Case ID: so2d_652/html/0458-01.html
Source: Caselaw Access Project
Author: {"author": "PER CURIAM.", "license": "Public Domain", "url": "https://static.case.law/"}
Date Created: 2024-08-24T03:29:51.129683

Larry Russell GAINES, Appellant, v. STATE of Florida, Appellee.
    No. 93-3105.
    District Court of Appeal of Florida, Fourth District.
    March 22, 1995.
    Richard L. Jorandby, Public Defender, and Karen E. Ehrlich, Asst. Public Defender, West Palm Beach, for appellant.
    
      Robert A. Butterworth, Atty. Gen., Tallahassee, and Sharon A. Wood, Asst. Atty. Gen., West Palm Beach, for appellee.
   PER CURIAM.

Larry Russell Gaines, appellant, was charged by information with sexual battery with a firearm and lewd assault. The jury found appellant guilty of sexual battery (a lesser included offense) and guilty of lewd assault. We affirm the conviction and sentence for sexual battery.

The crime of lewd assault is proscribed by section 800.04(1), Florida Statutes (1991). In its instructions to the jury the trial court, instead of the instructions for lewd assault, read the instruction for an unnatural and lascivious act under section 800.02, Florida Statutes (1991). Appellant did not object to the instructions given.

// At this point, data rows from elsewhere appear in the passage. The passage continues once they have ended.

PR #3367, opened 2019-10-02
Remove setting of universal wheels

dopplershift:
Universal wheels indicate that one wheel supports Python 2 and 3. This
is no longer the case for xarray. This causes builds to generate files
with names like xarray-0.13.0-py2.py3-none-any.whl, which can cause
pip to incorrectly install the wheel on Python 2 when installing from a list of
wheel files.

### DIFF
--- a/setup.cfg
+++ b/setup.cfg
@@ -1,6 +1,3 @@
-[wheel]
-universal = 1
-
 [tool:pytest]
 python_files=test_*.py
 testpaths=xarray/tests properties


max-sixty:
Thanks @dopplershift , good spot

Do you know whether there any problems with having published these? Or it's just the name that was incorrect?

dopplershift:
You don’t run into a problem when doing `pip install xarray` on Python 2. We have run into problems on our CI builds where we install from our own cache on S3, which has a list of wheels in index.html, which we install from using `pip install -f <index_url> xarray`. When we have an xarray wheel in there with the incorrect name, python 2.7 tries to install from it.

max-sixty:
Ah OK, thanks. Do you need anything else from our end to fix that?

dopplershift:
All good, thanks.

Issue #2799, opened 2019-03-04
Performance: numpy indexes small amounts of data 1000 faster than xarray


nbren12:
Machine learning applications often require iterating over every index along some of the dimensions of a dataset. For instance, iterating over all the `(lat, lon)` pairs in a 4D dataset with dimensions `(time, level, lat, lon)`. Unfortunately, this is very slow with xarray objects compared to numpy (or h5py) arrays. When the Pangeo machine learning working group met [today](https://github.com/pangeo-data/ml-workflow-examples/issues/1), we found that several of us have struggled with this.

I made some simplified [benchmarks](https://gist.github.com/nbren12/e781c5a8fe03ee170628194c4b3c3160), which show that xarray is about 1000 times slower than numpy when repeatedly grabbing a small amount of data from an array. This is a problem with both `isel` or `[]` indexing. After doing some profiling, the main culprits seem to be xarray routines like `_validate_indexers` and `_broadcast_indexes`.

While python will always be slower than C when iterating over an array in this fashion, I would hope that xarray could be nearly as fast as numpy. I am not sure what the best way to improve this is though.

nbren12:
cc @rabernat

shoyer:
> While python will always be slower than C when iterating over an array in this fashion, I would hope that xarray could be nearly as fast as numpy. I am not sure what the best way to improve this is though.

I'm sure it's possible to optimize this significantly, but short of rewriting this logic in a lower level language it's pretty much impossible to match the speed of NumPy.

This benchmark might give some useful context:
```
def dummy_isel(*args, **kwargs):
  pass

def index_dummy(named_indices, arr):
    for named_index in named_indices:
        dummy_isel(arr, **named_index)
```
```
%%timeit -n 10
index_dummy(named_indices, arr)
```

On my machine, this is already twice as slow as your NumPy benchmark (497 µs vs 251 µs) , and all it's doing is parsing `*args` and **kwargs`! Every Python function/method call involving keyword arguments adds about 0.5 ns of overhead, because the highly optimized `dict` is (relatively) slow compared to positional arguments. In my experience it is almost impossible to get the overhead of a Python function call below a few microseconds.

Right now we're at about 130 µs per indexing operation. In the best case, we might make this 10x fatser but even that would be quite challenging, e.g., consider that even creating a DataArray takes about 20 µs.

nbren12:
[...]

PR #3375, opened 2019-10-06
Speed up isel and __getitem__

crusaderky:
First iterative improvement for #2799.

Speed up Dataset.isel up to 33% and DataArray.isel up to 25% (when there are no indices and the numpy array is small). 15% speedup when there are indices.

Where instructions for a different crime from that with which a defendant is charged and convicted are read to the jury, the verdict as to that crime is a nullity. See Moore v. State, 496 So.2d 255 (Fla. 5th DCA 1986). The error is clearly fundamental and requires reversal.

We do not agree with the state’s assertion that the failure to give an instruction defining assault was harmless error and would not have been helpful since the appellant’s defense was that the incident never occurred. Once the jury determined that the incident did occur, the issue then became whether the conduct rose to the level of an assault. A finding that a defendant committed an unnatural act is not equivalent to a finding that a defendant assaulted the victim (hence the reason one crime is a misdemeanor and one is a felony). Thus, instructing the jury that the state must merely prove that an “act” occurred is not equivalent to instructing the jury that the state must prove assault, which requires proof of intent to threaten violence, ability to carry out the threat, and well-founded fear. Since the jury was not instructed on the requisite elements of proof, defendant’s due process rights were violated because he was sentenced for a felony when the jury was only asked to decide whether the proof adduced rose to the level required for a misdemeanor.

Our resolution of this issue moots the sentencing issue also raised by appellant.

AFFIRMED IN PART; REVERSED IN PART; REMANDED.

HERSEY, GUNTHER and STEVENSON, JJ., concur.